Entries provided.
PR #4594, opened 2026-09-14
fix(parse): a binding pattern's TS annotation reaches the public AST

baseballyama:
`catch (e: unknown)`, `{#each xs as x: T}` and `{@const x: T = …}` all dropped
the annotation from the public AST. OXC keeps it *beside* the pattern —
`CatchParameter` and `VariableDeclarator` each carry their own
`type_annotation` — and three ports read only `&param.pattern` / `&decl.id`.

## Two readers, two node shapes

Upstream has two, and the port has to carry which one it is:

| upstream reader | used by | node |
|---|---|---|
| `read_pattern` → `read_type_annotation` (`1-parse/read/context.js`) | `{#each … as x: T}`, `{:then v: T}`, `{:catch e: T}`, `{@const x: T = …}` | built by hand: starts at the **pattern's end** (before the whitespace around the `:`), **no `loc`**, and only a destructured pattern takes its `end` |
| `read_declaration` | `{const x: T = …}` / `{let x: T = …}` declaration tags | comes from the parser, so it has its own span **and** a `loc` |
| acorn-typescript | a `catch` parameter inside a `<script>` | the annotation is on the pattern and the pattern's `end` covers it |

Attaching the hand-built shape at a declaration tag turns one divergence into
another — `typeAnnotation.loc` missing on
`print/samples/declaration-tag-division` — which is how the split was found;
the first arm looked right on the two `{@const}` carriers and only the
declaration-tag cell said otherwise.

## Measurement

Sweep over the whole corpus (34,087 components, official compiler from
`submodules/svelte` at `7bc0a70fe` / 5.57.0) for an `Identifier` official gives
a `typeAnnotation` and rsvelte does not:

```
before  read=34087 threw=480 carriers=138     178 CatchClause.param
                                                4 VariableDeclarator.id
                                                1 EachBlock.context
after   read=34087 threw=480 carriers=0
```

- `parse-ast` ratchet 165 → **163**, retiring exactly `legacy::` and
  `modern::Identifier.typeAnnotation#missing`; **0 new**, **0 re-clustered**.
- Corpus output gate: `✅ no regressions`, warnings/errors/parseability all
  identical (arm `660fcb141`, `dirty:false`).
- `-p rsvelte_core --lib --test parser_fixtures --test compiler_fixtures --test
  print --test ssr --test validator --test css --test sourcemaps_gate`, run
  `--no-fail-fast` — 8 `Running` lines, 0 failures.

The pattern-corpus repro was measured **with the file in `manifest.json`**
(component entries 34,087 → 34,088): the corpus population is that manifest, not
a directory walk, so copying a file into `compatibility/sources` leaves the
denominator — and the verdict — untouched.

Part of #4133.


baseballyama:
Two follow-ups pushed onto this PR.

**`4133-binding-pattern-type-annotation.svelte.md`** — the pattern-corpus docs guard requires a
sibling describing what a repro pins; it named the missing file, which is the only way to learn
the rule from outside CI.

**`upstream_issues/4133-svelte-each-expression-loc-keeps-the-swallowed-ts-assertion.md`** — a
second #4133 cluster, measured while the gate ran, and it is upstream's rather than ours. In a TS
component `{#each a ?? [] as x}` reaches acorn-typescript with the whole template visible, so
`[] as x` parses as a `TSAsExpression`; `tag.js` unwraps it and writes `expression.end = end`
without moving `expression.loc`.

The check is internal to official — `loc.end.column` against the column computed from that same
node's `end` offset — so rsvelte is not one of the arms:

```
corpus 34,087 components, official 5.57.0 (submodules/svelte @ 7bc0a70fe)
carriers 108 files / 139 each-expressions
official loc.end.column disagrees with its own end offset: 139
rsvelte  loc.end.column disagrees with its own end offset:   0
  135  LogicalExpression
    4  ConditionalExpression
```

A six-cell grid pins the mechanism rather than the symptom: the three cells that agree fail it in
three different ways — no `lang="ts"` (nothing for `as` to parse as an assertion), parentheses
(the expression ends before the `as`), and a bare identifier (no operand for `as <ctx>` to bind
into).

139 and the split 135/4 are exactly the four ratchet keys the attribution row claims
(`legacy::`/`modern::` x `LogicalExpression#span` 104 per axis, `ConditionalExpression#span` 4),
so the row is not covering a second mechanism underneath. `parse-ast` attribution goes 15 of 165
to 19 of 163.

PR #4609, opened 2026-09-14
fix(lsp): a hover on a .svelte module specifier is not generated code

baseballyama:
First of the two mechanisms in #4097 (does not close it — the component-tag-name
cell is a separate defect in `rsvelte_projection`, measured below).

## Mechanism, measured

`rewrite_plain_svelte_imports` appends `.tsx` to every `.svelte` module
specifier so tsgo resolves the shadow, and `TsgoOverlay` recorded those four
bytes in `generated_ranges` — the same list as the `Ωignore` regions.
`is_generated_range` rejects any range that **overlaps** that list, and
`map_response` turns a failed range into `Value::Null` for the whole response.

Probe on the issue's own repro (instrumentation reverted; the run is the
evidence, the grep was not):

```
before: specifier shadow range 2:34-2:54  generated=true   mapped=None
after : specifier shadow range 2:34-2:54  generated=false  mapped=1:35-1:51
```

`1:35–1:51` is exactly `'./Other.svelte'` in the source — the range official
answers with.

## Why the distinction is the right one

An `Ωignore` region is generated code with no source text behind it, so a range
inside it has nothing to map to. Four bytes inserted *inside* a source-backed
token are not that: `'./X.svelte.tsx'` has real source on both sides of them.
So the suffixes move to their own list, which
- still makes a **position** inside `.tsx` unmappable, and
- still rejects a **range** that lies entirely inside one,

while a range that merely spans one maps through the exact map as before. The
plain-`.ts` document path already behaved this way (it shifts offsets and never
rejects), which is why the issue's `'./other'` control passes on both servers.

## Controls

- New test `a_svelte_module_specifier_maps_back_without_the_appended_tsx`
  asserts the mapped range **and** the two negative cases (the suffix range is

What to work on. Transcribe all of the records above without altering anything.

Result of the task.
PR #4594, opened 2026-09-14
fix(parse): a binding pattern's TS annotation reaches the public AST

baseballyama:
`catch (e: unknown)`, `{#each xs as x: T}` and `{@const x: T = …}` all dropped
the annotation from the public AST. OXC keeps it *beside* the pattern —
`CatchParameter` and `VariableDeclarator` each carry their own
`type_annotation` — and three ports read only `&param.pattern` / `&decl.id`.

## Two readers, two node shapes

Upstream has two, and the port has to carry which one it is:

| upstream reader | used by | node |
|---|---|---|
| `read_pattern` → `read_type_annotation` (`1-parse/read/context.js`) | `{#each … as x: T}`, `{:then v: T}`, `{:catch e: T}`, `{@const x: T = …}` | built by hand: starts at the **pattern's end** (before the whitespace around the `:`), **no `loc`**, and only a destructured pattern takes its `end` |
| `read_declaration` | `{const x: T = …}` / `{let x: T = …}` declaration tags | comes from the parser, so it has its own span **and** a `loc` |
| acorn-typescript | a `catch` parameter inside a `<script>` | the annotation is on the pattern and the pattern's `end` covers it |

Attaching the hand-built shape at a declaration tag turns one divergence into
another — `typeAnnotation.loc` missing on
`print/samples/declaration-tag-division` — which is how the split was found;
the first arm looked right on the two `{@const}` carriers and only the
declaration-tag cell said otherwise.

## Measurement

Sweep over the whole corpus (34,087 components, official compiler from
`submodules/svelte` at `7bc0a70fe` / 5.57.0) for an `Identifier` official gives
a `typeAnnotation` and rsvelte does not:

```
before  read=34087 threw=480 carriers=138     178 CatchClause.param
                                                4 VariableDeclarator.id
                                                1 EachBlock.context
after   read=34087 threw=480 carriers=0
```

- `parse-ast` ratchet 165 → **163**, retiring exactly `legacy::` and
  `modern::Identifier.typeAnnotation#missing`; **0 new**, **0 re-clustered**.
- Corpus output gate: `✅ no regressions`, warnings/errors/parseability all
  identical (arm `660fcb141`, `dirty:false`).
- `-p rsvelte_core --lib --test parser_fixtures --test compiler_fixtures --test
  print --test ssr --test validator --test css --test sourcemaps_gate`, run
  `--no-fail-fast` — 8 `Running` lines, 0 failures.

The pattern-corpus repro was measured **with the file in `manifest.json`**
(component entries 34,087 → 34,088): the corpus population is that manifest, not
a directory walk, so copying a file into `compatibility/sources` leaves the
denominator — and the verdict — untouched.

Part of #4133.


baseballyama:
Two follow-ups pushed onto this PR.

**`4133-binding-pattern-type-annotation.svelte.md`** — the pattern-corpus docs guard requires a
sibling describing what a repro pins; it named the missing file, which is the only way to learn
the rule from outside CI.

**`upstream_issues/4133-svelte-each-expression-loc-keeps-the-swallowed-ts-assertion.md`** — a
second #4133 cluster, measured while the gate ran, and it is upstream's rather than ours. In a TS
component `{#each a ?? [] as x}` reaches acorn-typescript with the whole template visible, so
`[] as x` parses as a `TSAsExpression`; `tag.js` unwraps it and writes `expression.end = end`
without moving `expression.loc`.

The check is internal to official — `loc.end.column` against the column computed from that same
node's `end` offset — so rsvelte is not one of the arms:

```
corpus 34,087 components, official 5.57.0 (submodules/svelte @ 7bc0a70fe)
carriers 108 files / 139 each-expressions
official loc.end.column disagrees with its own end offset: 139
rsvelte  loc.end.column disagrees with its own end offset:   0
  135  LogicalExpression
    4  ConditionalExpression
```

A six-cell grid pins the mechanism rather than the symptom: the three cells that agree fail it in
three different ways — no `lang="ts"` (nothing for `as` to parse as an assertion), parentheses
(the expression ends before the `as`), and a bare identifier (no operand for `as <ctx>` to bind
into).

139 and the split 135/4 are exactly the four ratchet keys the attribution row claims
(`legacy::`/`modern::` x `LogicalExpression#span` 104 per axis, `ConditionalExpression#span` 4),
so the row is not covering a second mechanism underneath. `parse-ast` attribution goes 15 of 165
to 19 of 163.

PR #4609, opened 2026-09-14
fix(lsp): a hover on a .svelte module specifier is not generated code

baseballyama:
First of the two mechanisms in #4097 (does not close it — the component-tag-name
cell is a separate defect in `rsvelte_projection`, measured below).

## Mechanism, measured

`rewrite_plain_svelte_imports` appends `.tsx` to every `.svelte` module
specifier so tsgo resolves the shadow, and `TsgoOverlay` recorded those four
bytes in `generated_ranges` — the same list as the `Ωignore` regions.
`is_generated_range` rejects any range that **overlaps** that list, and
`map_response` turns a failed range into `Value::Null` for the whole response.

Probe on the issue's own repro (instrumentation reverted; the run is the
evidence, the grep was not):

```
before: specifier shadow range 2:34-2:54  generated=true   mapped=None
after : specifier shadow range 2:34-2:54  generated=false  mapped=1:35-1:51
```

`1:35–1:51` is exactly `'./Other.svelte'` in the source — the range official
answers with.

## Why the distinction is the right one

An `Ωignore` region is generated code with no source text behind it, so a range
inside it has nothing to map to. Four bytes inserted *inside* a source-backed
token are not that: `'./X.svelte.tsx'` has real source on both sides of them.
So the suffixes move to their own list, which
- still makes a **position** inside `.tsx` unmappable, and
- still rejects a **range** that lies entirely inside one,

while a range that merely spans one maps through the exact map as before. The
plain-`.ts` document path already behaved this way (it shifts offsets and never
rejects), which is why the issue's `'./other'` control passes on both servers.

## Controls

- New test `a_svelte_module_specifier_maps_back_without_the_appended_tsx`
  asserts the mapped range **and** the two negative cases (the suffix range is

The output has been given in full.